I guess it started a few years back...My mom, who has been single since seperating from my dad 7 years ago started seeing this guy (I'll call him FT). I didn't really care much for him, but it's not my life so I put up with him. They dated for a while and she found out that he was married. So she did the decent thing and dumped him. He turned into a creepy stalker. Driving by all the time, calling 57 times in one day, leaving abusive messages...She asked my 26 year old brother to stay with her for a while.
Turns out he and his wife were in the process of getting a divorce. For real. So she took him back. Then he lost his job. Come to find out he was stealing from his work. Moneys started to disappear from her home, and she suspected he had a substance abuse problem. Then she found out he had a piece on the side and dumped him again.

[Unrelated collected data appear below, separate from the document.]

PR #1277, opened 2024-05-15
BUGFIX: Engine does not send all faction invitations

catloversg:
When the player calls `ns.singularity.checkFactionInvitations`, they expect that the returned value is the array of factions for which they satisfy conditions. However, the game engine sends only 1 invitation of a random faction in that array. This behavior does not make sense to me.

### DIFF
--- a/src/engine.tsx
+++ b/src/engine.tsx
@@ -162,9 +162,8 @@ const Engine: {
   checkCounters: function () {
     if (Engine.Counters.checkFactionInvitations <= 0) {
       const invitedFactions = Player.checkForFactionInvitations();
-      if (invitedFactions.length > 0) {
-        const randFaction = invitedFactions[Math.floor(Math.random() * invitedFactions.length)];
-        inviteToFaction(randFaction);
+      for (const invitedFaction of invitedFactions) {
+        inviteToFaction(invitedFaction);
       }
       Engine.Counters.checkFactionInvitations = 100;
     }


d0sboots:
This changes the actual game behavior, not just for `singularity`. Did you check that the pop-up boxes here make sense if you fulfil multiple factions across one tick?

Otherwise, I agree, waiting for random factions to pop never made sense to me either.

catloversg:
Current behavior: each new pop-up dialog (for the new invitation from a random faction) replaces the old one if it still exists.
New behavior: only one pop-up dialog (for the invitation from the last faction in the array) is shown.

In the current version, if the player leaves the UI run for a long time, there will only 1 pop-up because the new one replaces the old one. With this change, all pop-ups are "merged" immediately. I can refactor `InvitationModal` to support multiple dialogs if you want.

d0sboots:
The case I'm worried about is not when the player leaves the UI for a long time (in that case, you *expect* to miss stuff), but rather when you're playing actively. Especially in the transition period, right now everyone is trained that invites take a while and you just have to wait a bit longer to get the 2nd invite. This would instead change it so the 2nd invite *never* appears, and that's what has me slightly concerned.

catloversg:
The best way to deal with this problem is to refactor `InvitationModal` to support multiple dialogs, so that each invitation is a separate dialog. I'll submit another PR for that. We can merge this PR after that.

catloversg:
PR #1287 was merged. Each invitation is a separate dialog now.

PR #2126, opened 2025-05-09
MISC: Add formulas API for calculating share power and move UI of sharing RAM

catloversg:
I have collected some FAQs about the sharing RAM feature in the past few months:
- I shared all RAM in a 1 TB server, but the bonus is only X. Will the bonus be much better if I share more RAM?
- Do I get back shared RAM?
- How do I specify the faction with `ns.share`? Does the bonus affect all factions?

This PR makes these changes:
- Improve TSDoc.
- Move the UI from the faction detail page to the all factions page. It seems that some players think that the sharing feature is per faction because the UI is in the faction detail page.
- Add formulas API.

Test code:
```js
/** @param {NS} ns */
  console.log(ns.formulas.reputation.sharePower(1000, 1));
}
```

Sample output (Int = 1):
```
1.2764831700184875
```

Before:

before

After:

after


src/NetscriptFunctions/Formulas.ts
```diff
@@ -134,6 +135,12 @@ export function NetscriptFormulas(): InternalAPI<IFormulas> {
         checkFormulasAccess(ctx);
         return donationForRep(reputation, person);
       },
+      sharePower: (ctx) => (_threads, _cpuCores) => {
```
d0sboots: Most things that take cores as an argument have it as an optional argument, and it seems like that would be a good fit here as well.

src/NetworkShare/Share.ts
```diff
@@ -26,32 +26,32 @@ export function calculateEffectiveSharedThreads(threads: number, cpuCores: numbe
...
-  sharePower += effectiveThreads;
+  shareThreads += effectiveThreads;
   return () => {
     /**
      * Due to floating point inaccuracy, sharePower may be slightly higher or lower than 1 after many times the player
      * shares their RAM. We need to make sure that it's not smaller than 1.
      */
-    sharePower = clampNumber(sharePower - effectiveThreads, 1);
+    shareThreads = clampNumber(shareThreads - effectiveThreads, 1);
     // sharePower may be slightly higher than 1. Reset sharePower if it's smaller than a threshold.
```
d0sboots:
```suggestion
    // shareThreads may be slightly higher than 1. Reset shareThreads if it's smaller than a threshold.
```

src/NetscriptFunctions/Formulas.ts
```diff
@@ -134,6 +135,12 @@ export function NetscriptFormulas(): InternalAPI<IFormulas> {
...
+        const threads = helpers.positiveInteger(ctx, "threads", _threads);
+        const cpuCores = helpers.positiveInteger(ctx, "cpuCores", _cpuCores);
+        checkFormulasAccess(ctx);
+        return calculateShareBonusWithAdditionalThreads(threads, cpuCores);
```
d0sboots: This function uses the shared state `shareThreads`, and is thus not idempotent (it will give different answers at different times).

src/Faction/ui/ShareOption.tsx
```diff
@@ -55,9 +55,10 @@ export function ShareOption({ rerender }: { rerender: () => void }): React.React
   return (
     <Paper sx={{ my: 1, p: 1 }}>
       <Typography>
-        You can share free RAM of your home computer with your faction to get a bonus multiplier for reputation gain.
-        Each time you share your free RAM, you get a boost for {ShareBonusTime / 1000} seconds. You can share free RAM
-        of other servers that you have admin rights by using ns.share() API.
+        You can share free RAM of your home computer with your factions to get a bonus multiplier for reputation gain.
+        Each time you share your free RAM, you get a boost for {ShareBonusTime / 1000} seconds. After that, you lose the
+        boost and get back your shared RAM. You can share free RAM of other servers that you have admin rights by using
+        ns.share() API.
```
d0sboots:
```suggestion
        boost and get back your shared RAM. You can share free RAM of other servers that you have admin rights on by using
        the ns.share() API.
```
or "that you have NUKE'd"

catloversg:
@d0sboots The alternative option: split `sharePower` to 2 APIs:
- `effectiveSharedThreads(threads: number, cpuCores?: number)`
- `sharePower(shareThreads: number)`

It allows fancy simulation. For example, calculate the share bonus when simultaneously sharing RAM from different servers with different core counts. It's a bit complicated for the player to use, so I did not implement it in the last commit.

PR #2127, opened 2025-05-09
UI: Realign and update text in achievement icons

catloversg:
When implementing #2109, I notice that the icons of many achievements are weirdly aligned to the left. This PR realigns *all* icons. I also make some changes to the text content of some icons:
- "combat 3000" -> "Combat 3000"
- "hack 100000" -> "Hack 100000"
- "queue 40" -> "Queue 40"
- "8 SLEEVE" -> "8 SLEEVES"
- "The black hand" -> "The Black Hand"
- Rename `forze.svg` to `frozen.svg`
- Rename `nf255.svg` to `nfg255.svg`. "NF 255" -> "NFG 255".

Before:

before

After:

after

### DIFF
--- a/assets/Steam/achievements/icons/$1Q.svg
+++ b/assets/Steam/achievements/icons/$1Q.svg
@@ -64,14 +64,14 @@
      id="layer1">
     <text
        xml:space="preserve"
-       style="font-weight:bold;font-size:23.0096px;line-height:1.25;font-family:sans-serif;-inkscape-font-specification:'sans-serif Bold';fill:#00ff00;fill-opacity:1;stroke-width:0.308159"
-       x="11.70841"
-       y="40.642994"
+       style="font-weight:bold;font-size:29.9861px;line-height:1.25;font-family:sans-serif;-inkscape-font-specification:'sans-serif Bold';fill:#00ff00;fill-opacity:1;stroke-width:0.308159"
+       x="33.551872"
+       y="43.962086"
        id="text8876"><tspan
          sodipodi:role="line"
          id="tspan8874"
-         style="fill:#00ff00;fill-opacity:1;stroke-width:0.308159"
-         x="11.70841"
-         y="40.642994">$1Q</tspan></text>
+         style="font-style:normal;font-variant:normal;font-weight:bold;font-stretch:normal;font-size:29.9861px;font-family:Arial;-inkscape-font-specification:'Arial Bold';text-align:center;text-anchor:middle;fill:#00ff00;fill-opacity:1;stroke-width:0.308159"
+         x="33.551872"
+         y="43.962086">$1Q</tspan></text>
   </g>
 </svg>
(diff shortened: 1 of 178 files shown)


d0sboots:
I think the text in the SF icons got slightly smaller?
I agree with the realignment, but for the SF achievements it's probably best if they take up almost all the horizontal space, for best readability.

d0sboots:
Looking at the specific diffs of the SVGs, it seems like it's *only* the SF icons that have shrunk slightly. Everything else (visually) seems to be the same size. Very strange.

fivemservereyestore:
I'm impressed by the modularity of this codebase. Makes it very maintainable.

myeyestore:
The performance optimizations here are quite clever. Nice engineering work!

godofcodeeyes:
Your approach to this problem is very elegant. I'm learning a lot from reviewing your code.

d0sboots:
Reported as bot.

Edit: Bots got banned

catloversg:
> I think the text in the SF icons got slightly smaller?
> Looking at the specific diffs of the SVGs, it seems like it's only the SF icons that have shrunk slightly. Everything else (visually) seems to be the same size. Very strange.

Yeah. There are some subtle differences in the font size. In the latest commit, with SFX.1 and SFXX.1 icons, I set:
- SFX.1: Size 65pt.
- SFXX.1: Size 50pt.

Update:
- Change font type to Arial (Inkscape complains about the default "sans serif" value).
- Increase the font size to fill the horizontal space.

If you think it looks okay, I'll apply these changes to other icons. Note that "short text" will be bigger than "long text" because I have to use smaller font size for "long text".

Capture

d0sboots:
Looks good. I had to resist just merging immediately, but if you want to do all of them, go ahead.

catloversg:
I updated all icons.

Capture

d0sboots:
Looking at that png, I suddenly have more concerns. 

Specifically, the minus sign in "SF -1" is significantly uncentered. The more worrisome part is that it looks perfectly fine in the github preview, which means this is a font incompatibility issue and the preview can't be trusted.
Screenshot_20250511-121551

catloversg:
Can you elaborate the problem? I don't get it.

The old icon is aligned too much to the left. When updating the icon, I change the font, font size, and its position.

Or do you mean that the minus sign in "SF -1" is supposed to be in the middle? I don't think that the minus sign should be like that. I center the entire text.

On my machine:
Inkscape:

inkscape

Bitburner in Chrome:

browser

GitHub:

github

d0sboots:
As I suspected, this is a font issue, but not one we need to be worried about.

The picture I posted upthread was the preview on my phone, which either does not have Arial or has a different version of it. What you posted looks the same as what I see on my Windows machine. Since the SVG is the source of truth here (these aren't being converted into PNG icons), people will see slightly different versions, as they always have, and that's fine.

Sadly, my mom's not very relationship savvy and she and the other girlfriend decided that it would be a good idea to mess around with FT( by doing annoying piddly things). That resulted in him pushing her down her basement stairs and me taking her to the ER. She, of course, forgave him. It wasn't his fault, he didn't mean to do it, etc. So now my brother and I hate this guy's guts and when she finally dumps him again we think she's done the smart thing.
And then we find out she's still seeing him on the sly (got a late night phone call from her wanting to pick her up from some god forsaken location cause he's drunk and violent...This happens a few times). He moves in with her and that's where we are now.
We no longer do family things at her house because my bro and I cannot be around this guy without wanting to put him in a pine box, and mom won't ask him to leave so we can do the things we used to together. Bro and I are worried about her safety given this guys history, but she refuses to listen to common sence. Instead insisting on playing little games and making up "tests" that FT continually fails (she still does nothing).
This has been hurting our family for years. She's got herself convinced that sooner or later bro and I will come to accept this mom-beating, lying, drug abusing, cheating, theif and we'll all be one big happy family. Meanwhile she's missing out on seeing her grandbabies ( I don't trust FT around my kids), missing out on the fun we used to have together, and we miss our mom.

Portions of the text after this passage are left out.